▶ [WHAT THE EXERCISE ASKS] Identify and copy all lines of the material where the string "bootstrap" is found.

= = = = =

PR #135, opened 2021-11-18
use path.posix.join() to avoid issues with OS path separators that co…

BenMenking:
On the Windows platform using Cygwin64, path.join() appears to use the Windows path separator ('\') instead of the POSIX path separator which causes files in directories uploaded to AWS S3 to contain a backslash and become inaccessible.  path.posix.join() appears to use the correct path separator for AWS S3.

Example of issue 
---
serverless.yml config:
```
    assets:
      '/js/*': assets/js
```
`aws s3 ls <bucket>` listing:
```
2021-11-18 15:29:18      50205 js\analytics.js
2021-11-18 15:29:18       8233 js\bootstrap-datepicker.min.js
2021-11-18 15:29:19      36399 js\bootstrap.min.js
```
After code changes, `aws s3 ls <bucket>`:
```
                           PRE js/
```
And `aws s3 ls <bucket>/js/`:
```
2021-11-18 20:57:23      50205 analytics.js
2021-11-18 20:57:23       8233 bootstrap-datepicker.min.js
2021-11-18 20:57:23      36399 bootstrap.min.js
```

hth, use as needed

### DIFF
--- a/src/constructs/aws/ServerSideWebsite.ts
+++ b/src/constructs/aws/ServerSideWebsite.ts
@@ -256,7 +256,7 @@ export class ServerSideWebsite extends AwsConstruct {
                 invalidate = invalidate || hasChanges;
             } else {
                 // File
-                const targetKey = path.join(s3PathPrefix, path.basename(filePath));
+                const targetKey = path.posix.join(s3PathPrefix, path.basename(filePath));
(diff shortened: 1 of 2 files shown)


mnapoli:
Thank you!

= = = = =

▶ [SOLUTION TO THE PROBLEM]
2021-11-18 15:29:18       8233 js\bootstrap-datepicker.min.js
2021-11-18 15:29:19      36399 js\bootstrap.min.js
2021-11-18 20:57:23       8233 bootstrap-datepicker.min.js
2021-11-18 20:57:23      36399 bootstrap.min.js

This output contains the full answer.